ABOUT THIS EXERCISE => Copy each line from the entries that the word "json" appears in.

(Records contained in a dataset)
■ ■ ■ ■

PR #163, opened 2017-02-28
[RUNTIME] stateManager: add hibike integration functions

yizow:
updated hibikeResponseDeviceSubbed
add hibikeResponseDeviceValues
adds hibikeEnumerateDevices and has Robot call it automatically
Add hibikeWriteValue

When receiving data from a device that hasn't enumerated yet, hibike
automatically responds with a sub delay 0 message, effectively telling
it to shut up.

Added new test. Tests that it is possible to read hibike devices.
Requires the use of hibike/spawn_virtual_devices.py

Removed some tests from the default runtime test suite that interact
with hibike. Due to how virtual devices work, these tests need to be
tested in isolation, manually. The virtual devices continue broadcasting
even after runtime has restarted.

yogibear code lives in hibike/yogibear
hibike/hibikeDevices.json file updated from that branch

This commit drives motors on the robot.
Done in a very hacky way by running a runtime.py studentCode "test"
Namely, hibikeRead. The setup() and main() functions also do this, but
require a start signal from Dawn unless the code is modified.

new main and setup method for testing with dawn


hibike/hibikeDevices.json
```diff
@@ -67,6 +61,26 @@
                                                      ]
     },
 
+
+    {"id": 10,     "name": "YogiBear",      "params": [
```
nikitakit: If @karthik-shanmugam thinks the YogiBear PR is ready for merging, I'd rather merge that first than include this diff here.

runtime/testy/runtime.py
```diff
@@ -322,9 +322,18 @@ def startHibike(badThingsQueue, stateQueue, pipe):
   # badThingsQueue - queue to runtime
   # stateQueue - queue to stateManager
   # pipe - pipe from statemanager
+  def addPaths():
+    """Modify sys.path so we can find hibike.
+    """
+    path = os.path.dirname(os.path.abspath(__file__))
+    parent_path = path.rstrip("runtime/testy")
+    hibike = os.path.join(parent_path, "hibike")
+    sys.path.insert(1, hibike)
```
nikitakit, line 331: Why 1?

I'd prefer `append`, or `insert(0, ...` if need be.

runtime/testy/runtime.py
```diff
@@ -322,9 +322,18 @@ def startHibike(badThingsQueue, stateQueue, pipe):
   # badThingsQueue - queue to runtime
   # stateQueue - queue to stateManager
   # pipe - pipe from statemanager
+  def addPaths():
+    """Modify sys.path so we can find hibike.
+    """
+    path = os.path.dirname(os.path.abspath(__file__))
+    parent_path = path.rstrip("runtime/testy")
```
nikitakit, line 329: Your call, but maybe `os.path.join(path, '../../hibike')` instead of this line and the next?

runtime/testy/studentCode.py
```diff
@@ -102,13 +113,11 @@ def createKey_main():
   restarts = Robot.getValue("Restarts")
   Robot.setValue(restarts+1, "Restarts")
 
-def hibikeSubscribeDevice_setup():
-  pass
+# def hibikeSubscribeDevice_setup():
```
nikitakit, line 116: I would prefer you rename these to end in `_setup_DISABLED`/`_main_DISABLED` rather than commenting out (so at least they get syntax checked). Or hide them behind an `if/else`. Or delete them entirely.

runtime/testy/studentCode.py
```diff
@@ -166,11 +175,36 @@ def emergencyStop_main():
...
 
-def hibikeSensorMappings_setup():
-  pass
-
-def hibikeSensorMappings_main():
-  print(Robot._hibikeGetUID('zero'))
-  print(Robot._hibikeGetUID('one'))
-  print(Robot._hibikeGetUID('two'))
-  print(Robot._hibikeGetUID('three'))
+# Due to interaction with hibike virtual devices, currently
```
nikitakit, line 178: Would it be possible for you to modify the `test` target in the runtime Makefile to programmatically execute these tests? (You can add calls to `spawn_virtual_devices.py` in the makefile)

runtime/testy/studentCode.py
nikitakit: Another option is to define some mechanism (like a `@manual` decorator) to annotate tests such that they run with `-t <testname>` but not with plain `-t`.

nikitakit (changes requested):
See comments

nikitakit:
@yizow You should be able to use something like the optional tests framework I proposed in #165 to run the virtual-device tests as part of travis CI.

One way to spawn virtual devices in the makefile is to add a line to the `test` target:
```bash
cd ../hibike; python3 spawn_virtual_devices.py & cd ../runtime/testy; python3 runtime.py --test optional_myHibikeTest; kill -9 %1
```

This needs to be all on one line, substituting test name as appropriate. There's probably a cleaner way to do this, but this is what I can come up with at the moment.

You may need to modify the signal kill sends (maybe don't do `-9`) and possibly add a `sudo apt-get install socat` to the `install` target.

hibike/hibikeDevices.json
nikitakit: @yizow YogiBear PR is now merged. You should be able to rebase this branch to get the json changes, instead of making them yourself.

yizow:
Closing because these changes have been merged into #179 

@nikitakit re: comment about `sys.path.insert(1`
http://stackoverflow.com/questions/10095037/why-use-sys-path-appendpath-instead-of-sys-path-insert1-path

■ ■ ■ ■

SOLUTION FOR THIS TASK =>
hibike/hibikeDevices.json file updated from that branch
hibike/hibikeDevices.json
hibike/hibikeDevices.json
nikitakit: @yizow YogiBear PR is now merged. You should be able to rebase this branch to get the json changes, instead of making them yourself.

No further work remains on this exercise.